Show node and engine startup and shutdown event records.
These statistics are always available, but may be cleared.
$ epadmin --servicename a.test display statistics --statistics lifecycle fig:-> epadmin --servicename a.test display statistics --statistics lifecycle [a.test] [a.test] ======== Life Cycle Events report for a.test ======== [a.test] [a.test] Data gathered between 2019-03-11 12:38:35 PDT and 2019-03-11 12:38:59 PDT. [a.test] [a.test] Time Milliseconds Engine Event Message [a.test] 12:38:35.422 76 720944343 Engine Start System::swcoordadmin [a.test] 12:38:35.777 2 1568875692 JVM Initialize [a.test] 12:38:36.203 19 1568875692 Component Load HOCON parser [a.test] 12:38:36.311 108 1568875692 Component Load DTM, StreamBase, and LDM Security Configuration [a.test] 12:38:36.397 85 1568875692 Component Load Administration Service Framework [a.test] 12:38:36.469 72 1568875692 Component Load Configuration Target ...
-
Time - Timestamp for when the event occurred.
-
Milliseconds - Milliseconds used by the event.
-
Engine - An engine instance identifier. This can be mapped to any engine name by looking for
Engine Start
event with a matching identifier in theEngine
column. The engine name is found in theMessage
column.The engine name mapping may also be found by running the
engine
report. See Node Monitoring. -
Event - The event type. Most events come in begin/end pairs.
-
Message - A message associated with the event.
Internally, life cycle events come in begin/end pairs. The default report
(--detailed false
only shows the end events, collected
when each life cycle event completes. Adding the --detailed
true
option causes all events to be displayed. Begin events have no entry in
the Milliseconds
column.
Some statistics collection turns on extra code or storage paths in the runtime. For each of these, an effort was made in the runtime to minimize the costs, but those costs are not zero. Application performance measurement is the best way to characterize these effects.
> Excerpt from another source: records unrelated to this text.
PR #11894, opened 2024-01-18
Do not add checksums to css files if building using the htmlhelp builder

### LINKED ISSUE #11889: HTMLHELP Relative URL strings must not have a query component
### Describe the bug

With the implementation of #11415 checksums are added to css file links in the html output. But in the htmlhelp output format the windows help viewer fails to load the stylesheets. If I remove the query component before compiling the chm file it works.

### How to Reproduce

1. Use any sphinx project and run it with the output format htmlhelp.
2. Compile the .hpp file with the Microsoft HTML HELP Workshop.
3. Open the chm file and there are no styles.

### Environment Information

```text
Platform:              win32; (Windows-11-10.0.22631-SP0)
Python version:        3.12.1 (tags/v3.12.1:2305ca5, Dec  7 2023, 22:03:25) [MSC v.1937 64 bit (AMD64)])
Sphinx version:        7.2.6
Docutils version:      0.20.1
Jinja2 version:        3.1.3
Pygments version:      2.17.2
```

### Additional context
It's a similar issue to #11598 where it does not work with epub.
I can provide a pull request to fix this if you are interested.

mkay-sh:
Subject: The windows help compiler requires that css links don't have a query component. This PR disables the checksum for css files if the htmlhelp builder is used.

### Feature or Bugfix
- Bugfix

### Relates
-  Fixes #11889


AA-Turner:
Please could you add an entry to CHANGES?

jayaddison:
This looks like it affects Sphinx 7.1.0 onwards currently, and I do think that this would solve the problem.

However: it's not great to introduce builder-specific fixes in Sphinx itself, and I'd suggest that maybe adding a `crc32_checksum` attribute (default `True`, overridden as `False` in the [`sphinxcontrib-htmlhelp`](https://github.com/sphinx-doc/sphinxcontrib-htmlhelp/) builder) to the base HTML builder -- since that's the top-level at which this feature is relevant -- could be an alternative.  (I considered a generic `checksum` attribute name -- but I think that there are other checksum/integrity methods we might want to consider in future, hence trying to avoid a future naming conflict)

That said: that would require some release co-ordination (addition + release in Sphinx, then a corresponding usage + baseline Sphinx dependency bump + release of `sphinxcontrib-htmlhelp`) - so so it's possible that I'm suggesting more work than is practically worthwhile.

jayaddison:
Ok: now I understand that as of recently, many of the `sphinxcontrib-*` extensions no longer have Python package dependency references back to Sphinx itself.  So in the short term, my alternative suggestion (implement an attribute in Sphinx, release, update the baseline dep in the extension, then release that) is not valid.

I'll try to learn a bit more about the reasoning behind the dependency versioning change (#11567); to my mind, the ability to list supported Sphinx versions from each extensions seems quite important.

jayaddison:
I think my previous comments here were too hasty and cautious about this - I now think it's a reasonable solution to a genuine problem, and that unless another approach arrives (that I could and should offer myself if I find time), on balance it's better to fix the existing issue.  My apologies for delay caused.

mkay-sh:
> Please could you add an entry to CHANGES?

I added an entry to the changes. I hope it is okay like this.

picnixz:
Thank you! I'll merge it when the tests are done

picnixz:
Thank you!

PR #11898, opened 2024-01-20
shrink mypy whitelist

danieleades:


sphinx/util/inspect.py
```diff
@@ -598,15 +599,19 @@ def signature(subject: Callable, bound_method: bool = False, type_aliases: dict
...
 
-def evaluate_signature(sig: inspect.Signature, globalns: dict | None = None,
-                       localns: dict | None = None,
+def evaluate_signature(sig: inspect.Signature, globalns: dict[str, object] | None = None,
+                       localns: dict[str, object] | None = None,
                        ) -> inspect.Signature:
     """Evaluate unresolved type annotations in a signature object."""
-    def evaluate_forwardref(ref: ForwardRef, globalns: dict, localns: dict) -> Any:
+    def evaluate_forwardref(
+        ref: ForwardRef, globalns: dict[str, object] | None, localns: dict[str, object] | None,
```
jayaddison: This cluster of three methods (`evaluate_signature`, `evaluate_forwardref`, `evaluate`) is the only part I'm uncertain about so far, because `ForwardRef._evaluate` seems to be an undocumented method.

jayaddison (approved):
All looks OK to me - I didn't find any mismatched signatures, although the `ForwardRef` (`localns`, `globalns`) arguments I wasn't sure about.

sphinx/util/inspect.py
danieleades: yeah it's a weird one.

here's the signature of `ForwardRef._evaluate`

```python
    def _evaluate(self, globalns, localns, recursive_guard):
        if self.__forward_arg__ in recursive_guard:
            return self
        if not self.__forward_evaluated__ or localns is not globalns:
            if globalns is None and localns is None:
                globalns = localns = {}
            elif globalns is None:
                globalns = localns
            elif localns is None:
                localns = globalns
            if self.__forward_module__ is not None:
                globalns = getattr(
                    sys.modules.get(self.__forward_module__, None), '__dict__', globalns
                )
            type_ = _type_check(
                eval(self.__forward_code__, globalns, localns),
                "Forward references must evaluate to types.",
                is_argument=self.__forward_is_argument__,
                allow_special_forms=self.__forward_is_class__,
            )
            self.__forward_value__ = _eval_type(
                type_, globalns, localns, recursive_guard | {self.__forward_arg__}
            )
            self.__forward_evaluated__ = True
        return self.__forward_value__
```

and here's the type stub of the `eval` method where those args get used:

```python
def eval(
    __source: str | ReadableBuffer | CodeType,
    __globals: dict[str, Any] | None = None,
    __locals: Mapping[str, object] | None = None,
) -> Any: ...
```

so my type signature (`globalns: dict[str, object] | None, localns: dict[str, object] | None`) is consistent with the usage in `eval`

sphinx/util/inventory.py
```diff
@@ -77,7 +77,9 @@ def read_compressed_lines(self) -> Iterator[str]:
 
 class InventoryFile:
     @classmethod
-    def load(cls: type[InventoryFile], stream: IO, uri: str, joinfunc: Callable) -> Inventory:
+    def load(
+        cls: type[InventoryFile], stream: IO[str], uri: str, joinfunc: Callable,
```
picnixz:
```suggestion
        cls: type[InventoryFile], stream: IO[str], uri: str, joinfunc: Callable[[str, str], str],
```

A similar type annotation for the load functions should be done (I cannot comment on an unchanged part of the code).

sphinx/util/inspect.py
picnixz: I'd like to suggest changing `object` to `Any` since the latest typeshed uses `dict[str, Any]`: https://github.com/python/typeshed/blob/49b1a1a96a90946ff8885792eec30acb5cf39af0/stdlib/typing.pyi#L929

picnixz (approved):

sphinx/util/inventory.py
danieleades: done!

sphinx/util/inspect.py
danieleades: > I'd like to suggest changing `object` to `Any` since the latest typeshed uses `dict[str, Any]`: https://github.com/python/typeshed/blob/49b1a1a96a90946ff8885792eec30acb5cf39af0/stdlib/typing.pyi#L929

done!

sphinx/util/inventory.py
```diff
@@ -78,7 +78,10 @@ def read_compressed_lines(self) -> Iterator[str]:
 class InventoryFile:
     @classmethod
     def load(
-        cls: type[InventoryFile], stream: IO[str], uri: str, joinfunc: Callable,
+        cls: type[InventoryFile],
+        stream: IO[bytes],
+        uri: str,
+        joinfunc: Callable[[str, str], Any],
```
picnixz:
```suggestion
        joinfunc: Callable[[str, str], str],
```

sphinx/util/inventory.py
```diff
@@ -91,7 +94,10 @@ def load(
 
     @classmethod
     def load_v1(
-        cls: type[InventoryFile], stream: InventoryFileReader, uri: str, join: Callable,
+        cls: type[InventoryFile],
+        stream: InventoryFileReader,
+        uri: str,
+        join: Callable[[str, str], Any],
```
picnixz:
```suggestion
        join: Callable[[str, str], str],
```

sphinx/util/inventory.py
```diff
@@ -111,7 +117,10 @@ def load_v1(
 
     @classmethod
     def load_v2(
-        cls: type[InventoryFile], stream: InventoryFileReader, uri: str, join: Callable,
+        cls: type[InventoryFile],
+        stream: InventoryFileReader,
+        uri: str,
+        join: Callable[[str, str], Any],
```
picnixz:
```suggestion
        join: Callable[[str, str], str],
```

sphinx/util/inventory.py
```diff
@@ -4,7 +4,7 @@
 import os
 import re
 import zlib
-from typing import IO, TYPE_CHECKING, Callable
+from typing import IO, TYPE_CHECKING, Any, Callable
```
picnixz:
```suggestion
from typing import IO, TYPE_CHECKING, Callable
```

picnixz:
Thank you!

PR #11899, opened 2024-01-20
Give a more plausible example for a combination of tags

pcgaustad:
Minor emendation. The tags "latex" and "html" are seldom true at the same time.


AA-Turner:
Thanks!

PR #11901, opened 2024-01-21
Use Ruff's ``extend-exclude``

danieleades:
ruff's docs list 'extend exclude' as the preferred option.
that reduces the boilerplate, and allows the config to only list the *differences* from standard python config


danieleades:
now that's interesting, the `[lint]` block doesn't support the `extend-exclude` config, but the top level does.
That doesn't matter for sphinx right now, but *if* sphinx were to use ruff for formatting, and wanted to use ruff to format those files but *not* lint them, this would have to be reverted

AA-Turner:
> now that's interesting, the `[lint]` block doesn't support the `extend-exclude` config, but the top level does.
> 
> That doesn't matter for sphinx right now, but *if* sphinx were to use ruff for formatting, and wanted to use ruff to format those files but *not* lint them, this would have to be reverted

Should we report this upstream?

danieleades:
> Member

we could. it might also be deliberate. If you have a top-level extend exclude and then child extend excludes, then suddenly you need some kind of inheritance strategy. or rules about only having one or the other

picnixz:
>  That doesn't matter for sphinx right now, but if sphinx were to use ruff for formatting, and wanted to use ruff to format those files but not lint them, this would have to be reverted

Is there a way for enable the formatter and disable the linter using a top-level comment ?

PR #11902, opened 2024-01-21
Deprecate redundant linting

danieleades:
removes deprecated linting.

note that this is missing one lint - E704. I feel like it's overkill keeping an entire flake8 toolchain around for just one lint.
Especially since that lint has been comprehensively disabled inline with `noqas`


danieleades:
perhaps i should remove all of the `noqa: f704`s? i'll add another separate commit with those removed and we can discuss

AA-Turner:
Would the current Ruff settings raise the flake8 failure from https://github.com/sphinx-doc/sphinx/pull/11791#issuecomment-1870882620? I'll try and find some other recent examples where flake8 failed but Ruff didn't.

A

danieleades:
> Would the current Ruff settings raise the flake8 failure from [#11791 (comment)](https://github.com/sphinx-doc/sphinx/pull/11791#issuecomment-1870882620)? I'll try and find some other recent examples where flake8 failed but Ruff didn't.
> 
> A

it *should*. From memory that was just a formatting issue related to some indents. In principle, the `E*` lints should pick that up, right?

If only there was some kind of tool, perhaps built into ruff, that would automatically resolve issues with formatting and indentation ;)

AA-Turner:
Can we keep the 'external' entry and the inline suppressions? I'd be happier to merge then.

A

danieleades:
> Can we keep the 'external' entry and the inline E704 suppressions? I'd be happier to merge then.
> 
> A

the `external` entry doesn't seem to be required any more. Perhaps as a result of the adding and subsequent removing of E704 from ruff?

AA-Turner:
Having looked a little closer, see:

* https://github.com/astral-sh/ruff/issues/2402
* https://github.com/astral-sh/ruff/issues/4666

There are several rules that flake8 does implement that Ruff simply doesn't, and we aren't at a point where we'll adopt an automatic formatter. So I think I'm happy to drop flake8-simplify, but we still need to keep flake8 proper, it seems.

A

AA-Turner:
See #11906

PR #11903, opened 2024-01-21
use consistent capitalisation for 'noqa' statements

danieleades:
all lowercase is the format used in the docs of both flake8 and ruff

right now there's a mixture of the two

### DIFF
--- a/doc/conf.py
+++ b/doc/conf.py
@@ -128,7 +128,7 @@ locale_dirs = ['locale/']
 gettext_compact = False
 
 nitpick_ignore = {
-    ('cpp:class', 'template<typename TOuter> template<typename TInner> Wrapper::Outer<TOuter>::Inner'),  # noqa: E501
+    ('cpp:class', 'template<typename TOuter> template<typename TInner> Wrapper::Outer<TOuter>::Inner'),  # NoQA: E501
     ('cpp:identifier', 'MyContainer'),
     ('js:func', 'SomeError'),
     ('js:func', 'number'),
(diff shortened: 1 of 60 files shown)


AA-Turner:
If we're going to standardise, please can we use NoQA. It's much more obvious that it means 'no quality assurance'.

A

danieleades:
> If we're going to standardise, please can we use NoQA. It's much more obvious that it means 'no quality assurance'.
> 
> A

just to play devils advocate here, why does it matter what it stands for?

I think sphinx is the only repo i've seen that capitalises the statement this way. Surely community consistency is more important?

that said, it's not a hill i plan to die on, and I would prefer `NoQA` to a mixture of the two

electric-coder:
> If we're going to standardise, please can we use NoQA.
> I think sphinx is the only repo i've seen that capitalises the statement this way.

Not even the Flake8 documentation is completely consistent as there are at least [two capitalized examples mixed with the prevalent lowercase][1].

However, since the majority of uses is lowercase I'd opine for trying to be consistent with the trend of the Flake8 repository.

A good [SO overview thread][2] for reference.

[1]: https://flake8.pycqa.org/en/latest/search.html?q=noqa&check_keywords=yes&area=default
[2]: https://stackoverflow.com/q/45346575

picnixz:
Just my 2 cent before vanishing again: I personally prefer noqa because 1) that's what I see the most 2) I don't have to capitalise anything (so less keys to type).

jayaddison:
I'm fairly ambivalent about it, but I do prefer `NoQA` in Sphinx, following the same reasoning that it's marginally more self-documenting.  I'm sympathetic to the fewer-shift-keypresses argument too though.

For a few of the statistics (such as --statistics=eventbus --detailed=true), there is also unbounded memory consumption.
If you leave the statistic enabled, you risk the node running out of memory.
Generally, statistics reporting can be more expensive (both computationally and in terms of contention) than statistics collection. There reasons for this are:
-
Most statistics are stored as a set of integer values that are relatively inexpensive to update. But nearly all reporting involves row by row string formatting of the statistic data, often including type lookups.
-
The synchronization for the collection of some statistics (particularly those in performance-sensitive paths) is parallelized to allow concurrent writers. Where possible, this is done using atomic memory counter primitives, otherwise using pools of mutexes, or in some cases a single mutex. For the runtime execution path, locking is minimized. But for the statistics clear path, in paths where the statistic is protected by mutexes, one or all of the mutexes get locked. The data collection with the worst impact on the system would be the allocator report with the detailed=true option. This data reporting can cause expensive contention in the shared memory allocator.
-
The returning of report data through the administration plug-in service uses the same runtime support that an application does; that is creating objects, consuming shared memory, and so on. A large report (generally those that use the detailed=true option) can temporarily consume a great deal of shared memory.
Run statistics reporting judiciously in a production system. Do not design an operator console where a room full of operators are all continuously issuing statistics commands.
Unless there is a good reason, avoid the detailed=true reporting.
Measure. Using your existing application performance testing, measure the impact of collecting the desired statistics. Also measure the impact of reporting the desired statistics.